Para produzir seus vinhos tradicionais e longevos, o produtor Mário Sérgio Alves Nuno adota a viticultura minimalista, com poucas intervenções, trabalhando com uvas autóctones que expressam com brilhantismo o melhor da região. Os brancos são minerais e frescos, os tintos, feitos em lagares, são generosos, e os espumantes combinam estrutura e mineralidade.
Usando métodos tradicionais de produção, Mário Sérgio não tem pressa em colocar seus vinhos no mercado, deixando alguns deles por vários anos na adega. Confira os vinhos que acabamos de receber e abasteça sua adega!

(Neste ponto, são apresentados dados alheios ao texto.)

Issue #219, opened 2020-02-26
[FEATURE] Add linter to CI/CD pipeline 


garawalid:
**Is your feature request related to a problem? Please describe.**
Actually, for each PR, the reviewer checks manually if the style PEP8 is correct. 

**Describe the solution you'd like**
It's possible to use `flake8` to check the PEP8 style. We integrate it into the CI/CD pipeline.

We still need to agree on some PEP8 rules:
- Do we keep max-line-length 120 (the same we do now) or we use 79 (as suggested by [PEP8](https://www.python.org/dev/peps/pep-0008/#id19))? 
- We need to ignore [E741](https://www.flake8rules.com/rules/E741.html) since we use a lot `x` and `y`.

garawalid:
Related to #213

garawalid:
I made a quick test and I found only these two style exceptions. Any thoughts?
@jacobmontiel @smastelini

jacobmontiel:
Thanks for creating the issue @garawalid 

My two cents:

* Max line length
   This is a hot topic, and most of the time goes down to team preferences [(E501)](https://www.flake8rules.com/rules/E501.html). Personally, I find 79 characters rather restrictive. We could consider a middle ground at 99. Additionally, we need to consider the number of lines to change as we consider smaller line lengths.

* CapitalizedWords or single upper case letter
   I understand what you mean. I am not sure if it fits into E741 though. In this case, we are following a scikit-learn convention that is familiar to a large user base so I vote to ignore this rule.

garawalid:
@jacobmontiel
I find 99 characters good as well, especially when I use a wide screen. 

I'll create an initial PR ASAP.

smastelini:
Hi @garawalid and @jacobmontiel. I use a flake8-based plugin in my text editor, and I always received many warnings regarding the line lengths.  I also agree that 99 characters are a good compromise for our case.

@garawalid, this upcoming PR is going to be an excellent addition for the CI/CD pipeline! Thanks for that :)

garawalid:
Using a 99-character rule will lead to many changes. I made a PR (#221) with an initial linting.  
I've been thinking of using 120 characters. What do you think?

jacobmontiel:
> Using a 99-character rule will lead to many changes. I made a PR (#221) with an initial linting.
> I've been thinking of using 120 characters. What do you think?

[...]

PR #262, opened 2020-06-30
Lint drift detection part

garawalid:
Part of #219


src/skmultiflow/drift_detection/kswin.py
```diff
@@ -89,7 +91,7 @@ def __init__(self, alpha=0.005, window_size=100, stat_size=30, data=None):
         if self.window_size < self.stat_size:
             raise ValueError("stat_size must be smaller than window_size")
 
-        if type(data) != np.ndarray or type(data) is None:
+        if not isinstance(data, np.ndarray) or isinstance(data, None):
```
smastelini, line 94:
```suggestion
        if not isinstance(data, np.ndarray) or data is None:
```

This could be the culprit making the tests fail.

smastelini:
Hi @garawalid. Thank you for keeping the linting efforts! I left a small comment that might address the cause why the tests are failing.

src/skmultiflow/drift_detection/kswin.py
garawalid: You are right!

garawalid:
@smastelini thanks for the review! I need also to fix some regression in the lint in `src/skmultiflow/data`

garawalid:
Something wrong with flake8 and `src/skmultiflow/data`. In fact, the pipeline passes in the last commit in the master (Also on my local machine). And I didn't change it here.

garawalid:
In fact, there is a bug in flake8 (pycodestyle) with W605 and W503. I reported it here PyCQA/pycodestyle#949. I'll disable both rules for instance!

garawalid:
It was a mistake in the `tox.ini` file and I fixed it! This PR is ready for review.

smastelini:
Thank you for the hard work @garawalid. I'll proceed to review the PR.

src/skmultiflow/drift_detection/ddm.py
```diff
@@ -61,17 +61,19 @@ class DDM(BaseDriftDetector):
...
     >>> # increase in error rate
     >>> for i in range(999, 1500):
     ...     data_stream[i] = 0
     >>> # Adding stream elements to DDM and verifying if drift occurred
     >>> for i in range(2000):
     ...     ddm.add_element(data_stream[i])
     ...     if ddm.detected_warning_zone():
-    ...         print('Warning zone has been detected in data: ' + str(data_stream[i]) + ' - of index: ' + str(i))
+    ...         print("Warning zone has been detected in data: {} - of index: {}"
+    ...                 .format(data_stream[i],i))
```
smastelini, line 73:
```suggestion
    ...         print("Warning zone has been detected in data: {} - of index: {}"
    ...                 .format(data_stream[i],i))
```

smastelini, line 73: The number of spaces before the the `.format` statement seems to be incorrect. Nonetheless, when I try to create a suggestion, the indentation looks correct in the code editing tool. Visually, the format command should be aligned with the start of the string. Perhaps the rendering process is making it look unaligned. Any thoughts @garawalid?vvvvvvvvvvv

src/skmultiflow/drift_detection/ddm.py
```diff
@@ -139,10 +141,12 @@ def add_element(self, prediction):
             self.miss_sd_min = self.miss_std
             self.miss_prob_sd_min = self.miss_prob + self.miss_std
 
-        if self.miss_prob + self.miss_std > self.miss_prob_min + self.out_control_level * self.miss_sd_min:
+        if self.miss_prob + self.miss_std > self.miss_prob_min + self.out_control_level \
+                * self.miss_sd_min:
```
smastelini, line 145: This line break violates W503.

src/skmultiflow/drift_detection/ddm.py
```diff
@@ -139,10 +141,12 @@ def add_element(self, prediction):
...
             self.in_concept_change = True
 
-        elif self.miss_prob + self.miss_std > self.miss_prob_min + self.warning_level * self.miss_sd_min:
+        elif self.miss_prob + self.miss_std > self.miss_prob_min + self.warning_level \
+                * self.miss_sd_min:
```
smastelini, line 149: This line break violates W503.

src/skmultiflow/drift_detection/eddm.py
```diff
@@ -47,18 +47,19 @@ class EDDM(BaseDriftDetector):
...
     >>> # increase in error rate
     >>> for i in range(999, 1500):
     ...     data_stream[i] = 0
     >>> # Adding stream elements to EDDM and verifying if drift occurred
     >>> for i in range(2000):
     ...     eddm.add_element(data_stream[i])
     ...     if eddm.detected_warning_zone():
-    ...         print('Warning zone has been detected in data: ' + str(data_stream[i]) + ' - of index: ' + str(i))
+    ...         print("Warning zone has been detected in data: {} - of index: {}"
+    ...                 .format(data_stream[i], i))
```
smastelini, line 59: The same indentation problem happens here.

src/skmultiflow/drift_detection/hddm_a.py
```diff
@@ -1,4 +1,4 @@
-from math import *
+from math import log, sqrt
```
smastelini, line 1: Nice catch! :D

src/skmultiflow/drift_detection/hddm_w.py
```diff
@@ -131,16 +139,21 @@ def add_element(self, prediction):
     def _detect_mean_increment(self, sample1, sample2, confidence):
         if sample1.EWMA_estimator < 0 or sample2.EWMA_estimator < 0:
             return False
-
-        bound = sqrt((sample1.independent_bounded_condition_sum
-                      + sample2.independent_bounded_condition_sum) * log(1 / confidence) / 2)
+        sum = sample1.independent_bounded_condition_sum + sample2.independent_bounded_condition_sum
```
smastelini, line 142: `sum` is a reserved keyword in Python. I suggest changing the variable name. Appending a simple underscore after the word is enough: `sum_` (though I am not sure it is the best practice/workaround).

src/skmultiflow/drift_detection/hddm_w.py
```diff
@@ -171,18 +187,21 @@ def _update_decr_statistics(self, value, confidence):
...
             else:
                 self.sample2_decr_monitor.EWMA_estimator = \
-                    self.lambda_option * value + aux_decay * self.sample2_decr_monitor.EWMA_estimator
+                    self.lambda_option * value + aux_decay * \
+                    self.sample2_decr_monitor.EWMA_estimator
                 self.sample2_decr_monitor.independent_bounded_condition_sum = \
                     self.lambda_option * self.lambda_option \
-                    + aux_decay * aux_decay * self.sample2_decr_monitor.independent_bounded_condition_sum
+                    + aux_decay * aux_decay \
+                    * self.sample2_decr_monitor.independent_bounded_condition_sum
```
smastelini, line 204: This line break violates W503.

smastelini, line 204: These line breaks violate W503.

src/skmultiflow/drift_detection/adwin.py
```diff
@@ -328,10 +335,13 @@ def detected_change(self):
...
                             break
 
-                        abs_value = 1. * ((u0/n0) - (u1/n1))
-                        if (n1 >= self.mint_min_window_length) and (n0 >= self.mint_min_window_length)\
-                                and (self.__bln_cut_expression(n0, n1, u0, u1, v0, v1, abs_value, self.delta)):
-                            bln_bucket_deleted = True
+                        abs_value = 1. * ((u0 / n0) - (u1 / n1))
+                        if (n1 >= self.mint_min_window_length) \
+                                and (n0 >= self.mint_min_window_length) \
+                                and (
```
smastelini, line 341: These lines violate W503.

src/skmultiflow/data/time_manager.py
```diff
@@ -1,156 +1,156 @@
...
-        if self._USE_SAMPLE_WEIGHT:
-            sample_weight = np.array(samples["weight"].values.tolist())
-        else:
-            sample_weight = None
-        # remove samples from queue
-        self._cleanup_samples(batch_size)
-        # return X, y_true, y_pred, and weight for the dequeued samples
-        return X, y_true, y_pred, sample_weight
+import numpy as np
+import pandas as pd
```
smastelini, line 2: Does this entire file was added without changes?

garawalid:
Thanks @smastelini for the review.  I think your `tox.ini` uses `ignore` instead of `extend-ignore`.  
The **W503** is disabled by default. See the full list [here](https://flake8.pycqa.org/en/latest/user/options.html#cmdoption-flake8-ignore) and [here](https://gitlab.com/pycqa/flake8/-/blob/a7be77f761a4c29121d6bb6f61c11902281f9105/src/flake8/defaults.py#L15).

src/skmultiflow/data/time_manager.py
garawalid: I accidentally changed the file encoding from `CRLF` to `LF`. I deleted only one white space. Let me revert the changes.

garawalid: It's done! Now you can see the difference correctly.

smastelini: Perfect!

smastelini:
> Thanks @smastelini for the review. I think your tox.ini uses ignore instead of extend-ignore.
The W503 is disabled by default. See the full list here and here.

Thanks for the explanation and for pointing me out to these guidelines, @garawalid. In fact, I found these W503 violations visually :-)

Although W503 is ignored by default, (and only for readability and aesthetic purposes) I personally would prefer to enforce this rule. But it is worth discussing further. Any thoughts on that matter, @jacobmontiel?

garawalid:
@smastelini 
The W503 will be an anti-pattern, that's why they introduced the W504 (the opposite).
> Note: Despite being in the anti-pattern section, this will soon be considered the best practice.

I ve been reading some comments about W503 & W504. And it sounds that the community didn't reach a final agreement yet.
I'll vote to disable them both (the default configuration of flake8).
[Correct style for line breaks when chaining methods in Python](https://stackoverflow.com/questions/7942586/correct-style-for-line-breaks-when-chaining-methods-in-python)

smastelini:
Hi @garawalid, you convinced  me hahaha.

I would say, let's go for W504. What do you think @jacobmontiel?

src/skmultiflow/drift_detection/ddm.py
garawalid: In fact, it's me who forced the format to be in the second line, so I can respect the max length rule. In the IDE, it's working like a charm. I'll change it as you suggested.

src/skmultiflow/drift_detection/hddm_w.py
garawalid: Nice catch!

garawalid:
@smastelini  sorry for the late response, I missed some comments.
Could you please take another look whenever you have some free time?

src/skmultiflow/drift_detection/hddm_w.py
```diff
@@ -113,7 +113,7 @@ def add_element(self, prediction):
             self.total.independent_bounded_condition_sum = 1
         else:
             self.total.EWMA_estimator = self.lambda_option * \
-                prediction + aux_decay_rate * self.total.EWMA_estimator
+                                        prediction + aux_decay_rate * self.total.EWMA_estimator
```
smastelini, line 116: Is there a reason to adopt this indentation style? Perhaps some "PEP*"? The previous version looked good to me, but I am not sure whether or not this new style is the preferred one according to community guidelines.

src/skmultiflow/drift_detection/hddm_w.py
```diff
@@ -173,8 +174,8 @@ def _update_incr_statistics(self, value, confidence):
                 self.sample2_incr_monitor.independent_bounded_condition_sum = 1
             else:
                 self.sample2_incr_monitor.EWMA_estimator = self.lambda_option * \
-                    value + aux_decay * \
-                    self.sample2_incr_monitor.EWMA_estimator
+                                                           value + aux_decay * \
+                                                           self.sample2_incr_monitor.EWMA_estimator
```
smastelini, line 178: Same here

smastelini:
Hi @garawalid, thanks for the changes. I left some additional comments and resolved some of the pending items that were already solved.

src/skmultiflow/drift_detection/hddm_w.py
smastelini: :D

src/skmultiflow/drift_detection/ddm.py
smastelini: Thanks for addressing that!

src/skmultiflow/drift_detection/hddm_w.py
garawalid: I used [autopep8](https://github.com/hhatto/autopep8) to format the file. Do you think it's an issue?

smastelini: I don't think so. As long as the linting tests pass, I'm cool with that! :D

smastelini:
Thanks Walid for your linting efforts! This PR is now ready to be merged.

garawalid:
Thanks @smastelini for your time and the review!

• Quinta das Bágeiras Cercial 2021 (NOVIDADE) – terceira safra produzida com esta variedade, que é a menos plantada na Bairrada por ser difícil de cultivar (as demais foram 2016 e 2020). Com notas cítricas, que anunciam o seu grande frescor, é um vinho de muita pureza e expressão. Untuoso e extremamente elegante, tem um final longo e agradável. Segundo Robert Parker, “um dos brancos mais impressionantes da Bágeiras”. Produzido em quantidade limitada e colocado no mercado mais tarde do que os demais brancos. 19,5 pontos da revista Grandes Escolhas de Portugal / 96 pontos de Robert Parker

• Quinta das Bágeiras Colheita Branco 2023 – com notas cítricas e minerais, é um vinho muito agradável e gastronômico, com boa estrutura e frescor. Acompanha aperitivos, peixes e frutos do mar.

• Quinta das Bágeiras Pai Abel Branco 2022 – o nome deste vinho é uma homenagem ao pai de Mário Sergio Alves Nuno. Com aroma frutado, é encorpado, estruturado e suculento, com excelente equilíbrio. Um vinho muito gastronômico e versátil. 93 pontos Robert Parker

• Quinta das Bágeiras Rosé Reserva 2022 (NOVIDADE) – produzido com Touriga Nacional e Baga, é frutado, com frescor agradável e ótimo equilíbrio. Bastante gastronômico, acompanha aperitivos e frutos do mar.

• Quinta das Bágeiras Avô Fausto Tinto 2022 – produzido com Baga, este vinho presta homenagem ao avô do produtor Mário Sérgio Alves Nuno. Com aromas de especiarias e frutas vermelhas, é elegante, com taninos equilibrados, ótimo frescor e muito caráter. “Ao contrário de meu pai Abel, o avô Fausto gostava de vinhos mais elegantes e frescos, mais macios nos seus taninos. Foi a partir destas memórias que criamos o vinho que tem o seu nome, um vinho com a simplicidade e a leveza do próprio Fausto”.